PU-GAN: a Point Cloud Upsampling Adversarial Network
This addresses the need for high-quality point cloud upsampling in 3D scanning and reconstruction, but it is incremental as it builds on existing GAN-based methods with specific improvements.
The paper tackles the problem of sparse, noisy, and non-uniform point clouds from range scans by proposing PU-GAN, a point cloud upsampling adversarial network, which achieves state-of-the-art results in distribution uniformity, proximity-to-surface, and 3D reconstruction quality.

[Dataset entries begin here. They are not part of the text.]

PR #5227, opened 2023-01-25
Fix type definitions in studio/index.d.ts

jtbandes:
**User-Facing Changes**
Fixed some invalid TypeScript types in the `@foxglove/studio` package.

**Description**
Use an `index.ts` source file with a build step, rather than hand-writing `index.d.ts`, to ensure TypeScript actually checks for errors in CI.


packages/studio-base/src/players/FoxgloveWebSocketPlayer/index.ts
```diff
@@ -586,7 +587,10 @@ export default class FoxgloveWebSocketPlayer implements Player {
     }
 
     log.debug(`FoxgloveWebSocketPlayer.setParameter(key=${key}, value=${value})`);
-    this._client.setParameters([{ name: key, value }], uuidv4());
+    this._client.setParameters(
+      [{ name: key, value: value as WebSocketParameter["value"] }],
+      uuidv4(),
+    );
```
jtbandes, line 593: @jhurliman @achim-k it seems like the incoming value can be `undefined`, but the `@foxglove/ws-protocol` package doesn't accept `undefined` params. What should we do here?

packages/studio-base/src/panels/ThreeDeeRender/ThreeDeeRender.tsx
```diff
@@ -503,9 +503,9 @@ export function ThreeDeeRender({ context }: { context: PanelExtensionContext }):
       const id = selection?.renderable.idFromMessage();
       const customVariable = selection?.renderable.selectedIdVariable();
       if (customVariable) {
-        context.setVariable(customVariable, id ?? ReactNull);
+        context.setVariable(customVariable, id);
       }
-      context.setVariable(SELECTED_ID_VARIABLE, id ?? ReactNull);
```
jtbandes, line 508: @jhurliman any idea why null was used here explicitly?

packages/studio-base/src/players/FoxgloveWebSocketPlayer/index.ts
achim-k: The spec currently does not allow setting parameter values to `undefined` (I guess that means removing them?). Should we add that?

packages/studio-base/src/panels/ThreeDeeRender/ThreeDeeRender.tsx
jhurliman: Using `undefined` was causing the variable to be removed entirely, where it should be set to empty here but not removed.

packages/studio-base/src/players/FoxgloveWebSocketPlayer/index.ts
jhurliman: One option is to update `ws-protocol` to allow `undefined` for params, and delete params that are set to `undefined`.

achim-k: Yes we could do that. It's not a breaking change. Will create a ticket for that.

packages/studio-base/src/panels/ThreeDeeRender/ThreeDeeRender.tsx
jtbandes: Looks like this isn't working on main now, so I think it's ok to proceed with this change.

packages/studio-base/src/players/Ros1Player.ts
```diff
@@ -139,7 +139,7 @@ export default class Ros1Player implements Player {
 
       rosNode.on("paramUpdate", ({ key, value, prevValue, callerId }) => {
         log.debug("paramUpdate", key, value, prevValue, callerId);
-        this._parameters = new Map(rosNode.parameters);
+        this._parameters = new Map(rosNode.parameters as Map<string, ParameterValue>);
```
jtbandes, line 142: @jhurliman @achim-k Let me know if you can think of better ideas here. Does the ros 1 param server actually support these types (Date, Uint8Array, Record<string,XmlRpcValue>)?

defunctzombie: We have learned that it does (from what I read in slack). So why do we need the cast here?

packages/studio-base/src/components/VariablesSidebar/Variable.tsx
```diff
@@ -137,7 +138,7 @@ export default function Variable(props: {
 
   const onChangeValue = useCallback(
     (newVal: unknown) => {
-      setGlobalVariables({ [name]: newVal });
+      setGlobalVariables({ [name]: newVal as VariableValue });
```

Point clouds acquired from range scans are often sparse, noisy, and non-uniform. This paper presents a new point cloud upsampling network called PU-GAN, which is formulated based on a generative adversarial network (GAN), to learn a rich variety of point distributions from the latent space and upsample points over patches on object surfaces. To realize a working GAN network, we construct an up-down-up expansion unit in the generator for upsampling point features with error feedback and self-correction, and formulate a self-attention unit to enhance the feature integration. Further, we design a compound loss with adversarial, uniform and reconstruction terms, to encourage the discriminator to learn more latent patterns and enhance the output point distribution uniformity. Qualitative and quantitative evaluations demonstrate the quality of our results over the state-of-the-arts in terms of distribution uniformity, proximity-to-surface, and 3D reconstruction quality.